= Lily E. Kay =

Science historian (1947–2000)

Lily E. Kay (May 22, 1947 – December 18, 2000) was a historian of science noted for her studies of molecular biology.

==Education and early life==

Kay was born in Kraków, Poland, the daughter of concentration camp survivors. The family relocated to Israel and then, in 1960, to the United States. Kay graduated from the University of Pittsburgh in 1969 and in 1986 earned her Ph.D. from Johns Hopkins University in the history of science.

==Teaching, research, and fellowships==

Before earning her Ph.D., Kay taught high school physics, worked as a biochemistry research associate at the University of Pittsburgh and a senior research assistant at the Salk Institute. While there, she studied the molecular biology of viruses.

Kay spent two years as a postdoctoral fellow of the American Philosophical Society. She taught the history of science at the University of Chicago and then spent eight years at MIT. She was awarded a Guggenheim fellowship in 1997. Kay then worked as an independent scholar and held guest appointments at Harvard University and the Max Planck Institute for the History of Science. At the time of her death, Kay was studying serial computing, artificial intelligence, and models of brain function.

==Scholarship==

In The Molecular Vision of Life (1993), Kay focused upon elite players in Pasadena, where she centered the creation of the field of molecular biology, and argued that "pure" science is influenced by pragmatism (and, in the case of molecular biology, the goals of eugenics). Norman H. Horowitz of Caltech, offended by both Kay's approach (he deemed it antireductionist, fundamentally political and antiscientific) and her characterization of scientists of his acquaintance (he lamented her failure to ask his personal opinion of these men), dismissed its historiographical value. Joshua Lederberg and Linus Pauling were among those with positive opinions of the book, which has become a classic work.

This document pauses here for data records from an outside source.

Issue #2394, opened 2021-01-04
Prometheus  http_server_requests_seconds_bucket{le="+Inf"} value randomly incorrect during high load


jtorkkel:
Scrape Prometheus metrics from uservice running micrometer which is configured to collect also http_server histogram and quantiles.

Query for generating Grafana heatmap, template variable filtering removed from query:
sum(rate(http_server_requests_seconds_bucket{}[$range])) by (le)

Grafana heatmap dashboard shows randomly long response time for +Inf with count -0.033 following value 0.033 in next scrape. This cause glitches to metrics,

Detailed analysis indicates that max value never exceed 4s, but there is change in values between 30.0 and +Inf.
http_server_requests_seconds_bucket{le=~".Inf|30.0"}
http_server_requests_seconds_max

Detailed dumps from Prometheus raw metrics
le="+Inf" values
99060 @1609756122.131
102076 @1609756152.134  **# too low value, 1 smaller than 30.0**
105008 @1609756182.131
107932 @1609756212.131

le="30.0" values
99060 @1609756122.131
102077 @1609756152.134  **# correct value for 30s**
105008 @1609756182.131
107932 @1609756212.131

The issue happen only during high load which hint that generating +Inf value from largest bucket value is not "atomic". 

**Environment:**
scrape interval: 30s
Micrometer 1.5.9
Java 8 192
Linux

marcingrzejszczak:
There was no interest in the issue since 2021. We’ll close it for now, and if there still will be any interest, please comment on this issue and we’ll consider re-opening it.

Issue #998, opened 2018-11-09
Timer/distribution summary snapshot values not self-consistent


john-karp:
While the name might suggest otherwise, the timer/distribution summary takeSnapshot() implementations do not atomically capture statistics, so that `count()`, `max()`, and `histogramCounts()` are not necessarily self-consistent. This can lead to situations where the total counts of the histogram buckets may not equal `snapshot.count()`. Or a downstream system reading metrics might get incorrect results computing total / count at a given time because the time periods they measured are effectively different.

jrask:
For us this is not are rare case, it happens more or less all the time so at the moment this is a blocker for us. Are there any thought about if and how this could be solved? Would be great if you could point me in the right direction.

jrask:
Thanks, so there is no plan or proposal how to solve this for "real"? My guess was that this was a concurrency issue. I could look into it, I was just hoping to perhaps get some initial intro to the problem.

What we are considering is that there are two scenarios, one which is ok and that
is when we have durations that are longer than our max SLA. In that case it would be ok with Count higher than CountAtBucket[lastValue].count() , right?

So would a workaround like this be good enough?
```
timer.count > CountAtBucket[lastValue] && Timer.max <= SLA.Max
== Rely on CountAtBucket[lastValue] as Count. Do nothing else.

timer.count > CountAtBucket[lastValue] && Timer.max > SLA.Max
== Rely on Count as Count, add an extra bucket with Timer.count -  CountAtBucket[lastValue].count
      which is from SLA_MAX TO inf.
```

jkschneider:
I think we could always rely on the count on a +Inf bucket to be the count when histograms are being recorded. They can only diverge now because count is maintained independently of histogram counts, so if a snapshot is taken between when count has been updated and the histogram is updated, they can appear inconsistent. Neither value is "more correct" in absolute terms, but consistency within a snapshot is preferable.

jrask:
Hi, I just have to leave a comment on this again since I really do not understand what happens. This is a result of a Timer being invoked with record() every 100ms and then we have steps=2s (have tried with different intervals, same result). Then everything just runs in a while true loop.

The result shows a big difference between histogram.count and histogram cumulative count. Is this really just "an atomic capture" issue? Anyway, if we are not able to get this to work properly I do not really know what to do. This is not a rare situation, it happens all the time.

It is not really useful to use count=13 men the reality is 20?

**Start**

[...]

PR #3394, opened 2022-09-06
Fix concurrency issue with cumulative bucket counts

wvanlint-square:
This fixes a concurrency issue described in #2394 where cumulative bucket counts are calculated from the beginning for each bucket, resulting in inconsistent values.

If possible, can this be backported to 1.8.x?


micrometer-core/src/main/java/io/micrometer/core/instrument/distribution/TimeWindowFixedBoundaryHistogram.java
```diff
@@ -116,6 +117,31 @@ void resetAccumulatedHistogram() {
...
+                return values.hasNext();
+            }
+
+            @Override
+            public CountAtBucket next() {
+                double value = values.next();
+                double count = currentHistogram().countAtValue(value);
+                if (cumulativeBucketCounts) {
+                    accumulation += count;
+                    return new CountAtBucket(value, accumulation);
```
shakuzen, line 136: Is overriding this method here needed? Does the `countAtValue` implementation above not take care of the logic here?

shakuzen (commented):
Thank you for the pull request. I'm having trouble understanding why this change results in different behavior. Could you help me understand that? Also, this may not change anything for the linked issue because it is about the +Inf bucket, which may get its value from the `count()` method rather than the histogram, causing the potential inconsistency.

micrometer-core/src/main/java/io/micrometer/core/instrument/distribution/TimeWindowFixedBoundaryHistogram.java
wvanlint-square: @shakuzen I think the problem is that the cumulative count is recomputed for each bucket.

For example, imagine if there are bucket boundaries for values 4.0 and 5.0 and the cumulative count less or equal to 4.0 has just been computed as part of `takeCountSnapshot`:
https://github.com/micrometer-metrics/micrometer/blob/994ec8bb8bea96ab072829aa50754c6cf4a3e69f/micrometer-core/src/main/java/io/micrometer/core/instrument/distribution/AbstractTimeWindowHistogram.java#L215 Then, a new value of 1.0 comes in before computing the cumulative count less or equal to 5.0. The count <= 5.0 will be greater than the count <= 4.0 even though no such value has been seen.

Does that make sense? You're probably right that a fix would need to be added for `+Inf` as well, perhaps including it in the histogram?

shakuzen: Thank you for walking me through it. That makes sense. What I missed in my initial reading of the changes is that line 133 is calling `currentHistogram().countAtValue(value)` rather than `countAtValue(value)`. This effectively makes the method `countAtValueCumulative` never called anymore, and it feels like the code should be further reworked to reflect that. The proposed approach is more efficient algorithmically, and it avoids an inconsistency. It's a step in the right direction. The snapshot still isn't atomic, though. Going off your example, if there were also a 10.0 bucket and the value recorded during taking the snapshot were 7, then the 10.0 bucket is going to have a count 1 higher than when the snapshot started being taken.

I wrote a jcstress test to capture this in https://github.com/micrometer-metrics/micrometer/pull/3396. With the changes proposed here, failure cases are reduced but not entirely eliminated.

> for `+Inf` as well, perhaps including it in the histogram?

If the buckets do not already include infinity, it will be added using the `count`. The current logic for the infinity bucket is: https://github.com/micrometer-metrics/micrometer/blob/994ec8bb8bea96ab072829aa50754c6cf4a3e69f/implementations/micrometer-registry-prometheus/src/main/java/io/micrometer/prometheus/PrometheusMeterRegistry.java#L267-L279
There's some discussion on it https://github.com/micrometer-metrics/micrometer/issues/998 previously.

wvanlint-square: > This effectively makes the method countAtValueCumulative never called anymore, and it feels like the code should be further reworked to reflect that.

I removed the now unused methods.

> It's a step in the right direction. The snapshot still isn't atomic, though.

I believe our examples have slightly different properties though. This pull request only fixes the computation of cumulative counts so that they don't exhibit counts for values that were never seen. It indeed does not make the computation atomic.

Making that computation atomic would require synchronization primitives which would affect performance. The current consistency - performance trade-off could be sufficient for metrics, it is correct for some reordering of operations.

In Who Wrote the Book of Life? (1999), Kay argued that information theory influenced research in molecular biology, as well as the rhetoric surrounding the field in the 1950s and 1960s. Solomon Golomb deemed it revisionist history, unconvincing based upon his professional experience, yet well-researched and accurate. Richard Lewontin endorsed Kay's poststructuralist approach and her assertion of the ambivalent results of the deployment of metaphors.